The company is sourcing equipment from major suppliers in the United States, Europe and other overseas markets, as it aims to become a leader in terms of new technology development and advanced products with superior field performance. Tools will be integrated to ensure the implementation of advanced process knowhow with the flexibility to address future technology developments.

For the planned expansions, Adani Solar is adopting the strategy of investing in new technology on a pilot-scale in advance, to understand the process limitations and challenges before moving into large-scale capacity expansion. The investment in product/technology selection is guided by the levelized cost of electricity (LCOE) benefits instead of cost/Wp.

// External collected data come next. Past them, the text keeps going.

PR #1135, opened 2026-07-16
[OSDEV-3093] Mark approved claimants' contributions as claim data (Claimed chip fix)

daniellekain:
## What

Make the "Claimed" data attribution (`is_from_claim` on extended fields) recognize data the approved claimant contributed through **any** channel — SLC, list upload — not only fields created directly on the `FacilityClaim`.

## Why

Second week-1 quick win from the [Promotion Logic Q3 Report](https://opensupplyhub.atlassian.net/wiki/spaces/SD/pages/1363410945/Promotion+Logic+Q3+Report+Options+Recommendation): a claimant who submits data via SLC or list upload sees it chipped "Crowdsourced" on their own facility page, because the chip only recognized `FacilityClaim`-sourced fields (`facility_list_item_id IS NULL`). This mislabels the owner's own data and undercuts the value of claiming.

## How

- `FacilityIndexSerializer.get_extended_fields` resolves `approved_claim.contributor_id` (already present in the indexed JSON) and passes it into the `FacilityIndexExtendedFieldListSerializer` context. The details serializer inherits this path, so the production location page and the legacy `/api/facilities/{id}/` API both benefit.
- `_get_is_from_claim` returns true when the field has no list item (as before) **or** when its contributor matches the approved claimant. No claim in context → previous behavior exactly.
- No migration or reindex needed — both ids are already in the indexed data.

### Behavior notes (beyond the chip)

- **This also changes value promotion, not just the label.** `is_from_claim` is a sort key in `_sort_order`/`_sort_order_excluding_date`, so the claimant's contributions now rank above other contributors' unverified values — the top/displayed value of an extended field can change. This is the intended direction of the promotion-logic plan (claimant data wins), and an integration test pins it down.
- **Masked contributions are never attributed to the claim.** If the claimant's contribution is masked (anonymized), marking it "Claimed" would link it to the publicly named claimant by inference, so `_get_is_from_claim` checks `is_contribution_masked` first.
- **Partner fields keep the previous behavior** — `__serialize_and_sort_partner_fields` builds its own serializer context without a claimant id. Partner fields are system-sourced, so the chip does not apply there.
- **Out of scope: v1 and downloads.** `/api/v1/production-locations/` is served from a separate OpenSearch-backed pipeline (`sync_production_locations.sql`), whose `COALESCE` chains have no notion of the approved claimant's contributor — this PR does not touch it. Data downloads' `claim_*` columns and generic extended-field columns are likewise unaffected. Both are real product-scope questions, tracked as follow-ups: [OSDEV-3115](https://opensupplyhub.atlassian.net/browse/OSDEV-3115) (v1 API), [OSDEV-3116](https://opensupplyhub.atlassian.net/browse/OSDEV-3116) (downloads).

## Testing

- Unit tests: claim-created field, claimant list contribution, other contributor, unclaimed facility, masked claimant contribution.
- Integration test through `FacilityIndexDetailsSerializer`: verifies the `claimant_contributor_id` wiring from `facility.approved_claim` and that the claimant's older contribution is promoted above another contributor's newer value.
- `test_facility_index_extended_field_list_serializer`, `test_facility_index_details_serializer` pass.

Ticket: [OSDEV-3093](https://opensupplyhub.atlassian.net/browse/OSDEV-3093)

[OSDEV-3093]: https://opensupplyhub.atlassian.net/browse/OSDEV-3093?atlOrigin=eyJpIjoiNWRkNTljNzYxNjVmNDY3MDlhMDU5Y2ZhYzA5YTRkZjUiLCJwIjoiZ2l0aHViLWNvbS1KU1cifQ

[OSDEV-3115]: https://opensupplyhub.atlassian.net/browse/OSDEV-3115?atlOrigin=eyJpIjoiNWRkNTljNzYxNjVmNDY3MDlhMDU5Y2ZhYzA5YTRkZjUiLCJwIjoiZ2l0aHViLWNvbS1KU1cifQ


doc/release/RELEASE-NOTES.md
```diff
@@ -26,7 +27,6 @@ This project adheres to [Semantic Versioning](http://semver.org/spec/v2.0.0.html
 * Ensure that the following commands are included in the `post_deployment` command:
     * `migrate`
 
-
 ## Release 2.27.0
```
VadimKovalenkoSNF, line 40: Please, make sure there are 2 empty lines between releases here.

VadimKovalenkoSNF (changes requested):

VadimKovalenkoSNF (dismissed):

vlad-shapik:
@daniellekain

LGTM

One thing I'd like to confirm before approving, on the **"FE and API both benefit"** claim:

- ✅ **FE is fully covered** — both the legacy facility page and the new production-location page (`ProductionLocationDetailsContainer` → `fetchSingleFacility` → `/api/facilities/{osId}/`) go through `FacilityIndexDetailsSerializer`, so they inherit the patched `get_extended_fields`.
- ⚠️ **v1 `/api/v1/production-locations/` is not touched by this change.** That endpoint is served from OpenSearch, and its extended-field values come from a separate SQL path (`src/logstash/sql/sync_production_locations.sql`) that picks one top value per field via `COALESCE` (claim-created → promoted match → latest non-claim). It doesn't promote a claimant's SLC/list-upload contributions. So after this PR the FE/`/api/facilities/` promotes claimant data, while v1 keeps the old ordering — a behavioral divergence between the two APIs.

So my only question is scope: does OSDEV-3093 / the Promotion Logic Q3 plan intend "claimant data wins" to apply to the v1 public API too?
- If **yes**, we'd need a follow-up on the `COALESCE` chains in `sync_production_locations.sql` (+ reindex).
- If **no** (this is strictly the FE Claimed chip), then this is complete as-is — I'd just suggest tightening the PR wording so "API" clearly refers to the legacy facilities API, and ideally filing the v1 follow-up so the divergence is intentional and documented.

vlad-shapik:
@daniellekain

Also checked **data downloads** — one more consistency point to flag alongside the v1 one.

But there's an expectation mismatch worth deciding on: after this change, a claimant's SLC/list contribution shows as **"Claimed"** on the location profile. A user who then downloads the data would reasonably expect that same value under the `claim_*` columns — but it won't be there. `claim_*` will keep showing only the claim-form value, while the SLC/list value sits in the generic column mixed in with crowdsourced entries. So the profile says "Claimed" but the download attributes it as just another contribution.

valencia-max (dismissed):
🔥

daniellekain:
@vlad-shapik 

confirmed both of those issues -- thanks for the careful review!
 
re scope: I think the legacy fix only most closely aligns with the intent of the "quick win" mentioned in the Promotion Logic doc and the ticket.

I clarified the description so it says explicitly that this is a legacy API only change. I also filed two follow-up tickets so the divergence you found is tracked rather than silently inconsistent:
 
  - OSDEV-3115 (https://opensupplyhub.atlassian.net/browse/OSDEV-3115) (v1 API)
  - OSDEV-3116 (https://opensupplyhub.atlassian.net/browse/OSDEV-3116) (downloads)

I don't like that we are introducing inconsistency, but 3115 is substantially more work than this ticket. So I'm leaning towards shipping this and waiting on https://opensupplyhub.atlassian.net/browse/OSDEV-3115. lmk what you think!

valencia-max (dismissed):

vlad-shapik (approved):
LGTM

doc/release/RELEASE-NOTES.md
```diff
@@ -12,6 +12,10 @@ This project adheres to [Semantic Versioning](http://semver.org/spec/v2.0.0.html
...
...hub.atlassian.net/browse/OSDEV-2949) - Fixed the `internal_ID` field being exposed in the API for the `rsc_grievance_mechanism` partner field. The key had been ingested from the partner's list contribution (used only to map their IDs to OS IDs) but is not part of the partner field's JSON Schema, and the partner explicitly asked us not to share it. Two parts: (1) all object-type partner field JSON Schemas were guarded in Django admin with `additionalProperties: false` placed as a sibling of `properties` (at the root and, where applicable, inside each nested object) — not just `rsc_grievance_mechanism` — so redundant keys like `internal_ID` are rejected on future contributions across every partner field; previously `additionalProperties` had been either absent or mistakenly nested *inside* `properties`, where JSON Schema treats it as a property definition rather than the keyword, so it had no effect. (2) The `remove_rsc_grievance_mechanism_nested_internal_ids` command strips `internal_ID` from the ~1.7k already-stored `rsc_grievance_mechanism` values, with the existing database trigger refreshing the affected facility index data, so the data looks as if the key was never contributed.
```
vlad-shapik: It reintroduces this text. There is Bugfix section already

vlad-shapik (changes requested):

doc/release/RELEASE-NOTES.md
daniellekain: thank you!

valencia-max (approved):

vlad-shapik (approved):
LGTM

Premier Energies’ upcoming 1GW mono-PERC line will also have the expansion/upgrade option for TOPCon. With this, it aims to cater to demand for high-efficiency, large-format modules, both in India and the United States. At present, Premier Energies has an annual mono PERC cell capacity of 750MW, compatible to process up to 210 mm wafers.

Chiranjeev Saluja, managing director at Premier Energies, told pv magazine that construction has already started for the new 1GW of capacity, and he expects the lines to be commissioned in this calendar year. This line will be producing 210 mm mono PERC cells, and will have an expansion/upgrade option to TOPCon. The company is sourcing equipment for its cell lines from both German company Centrotherm and China’s SC Schenzen.

With several other manufacturers keeping their cell technology and equipment plans under wraps for now, one can expect some more announcements for TOPCon in particular, as this appears to be the way much of the industry is moving, and manufacturers that don’t adapt risk being left behind.

Garg sums it up best by saying that “in the long run, investing in technology development is essential. India needs to shift its approach to R&D and drastically enhance the role of the industry if it is to compete in the global market without protections such as import duties and production incentives.”

Driving domestic demand

As India looks to ramp up its domestic solar manufacturing industry, the government has issued a series of policies to support manufacturers establishing PV production lines in India, and to drive demand for their products.

Indian credit-rating agency ICRA expects these policies to work out, and for India’s solar manufacturers to see strong demand over the coming years. But it asks whether the expected 40GW of cell and module manufacturing expected to result from the production-linked incentive scheme will be enough to meet all of India’s demand. It also warns that Indian producers must keep a close eye on import prices as they ramp up production this year.

“The policy focus by the government of India in the renewable energy (RE) sector remains strong, as also evident from the policy target of 500GW of non-fossil fuel-based capacity by calendar year 2030, as well as policy direction in the energy transition with net-zero emission target by 2070,” said ICRA Senior Vice President Girishkumar Kadam. “In this context, capacity addition in the solar energy segment within RE is expected to remain significant with about 65% to 70% share by FY 2030, given the relatively lower execution challenges in the solar segment.”

While painting a broadly optimistic picture for Indian manufacturing, ICRA further warned that timely commissioning and ramp-up of ongoing capex in the module manufacturing value chain remains critical in the near to medium term, as domestic manufacturers relying on imported cells remain exposed to price fluctuations.

“OEMs based on imported cells remain exposed to volatility in cell/module price levels,” added Vikram V, vice president and sector head for corporate ratings at ICRA. “Based on an imported module price level of $0.27/watt for mono PERC modules and cell price at $0.15/watt, the cost of modules from such domestic OEMs is expected to be lower by 10% to 11% post-April 2022, assuming the applicable BCD on imported cells/modules. However, the extent of discount will reduce if the prices of imported cells and modules reduce from the prevailing level.”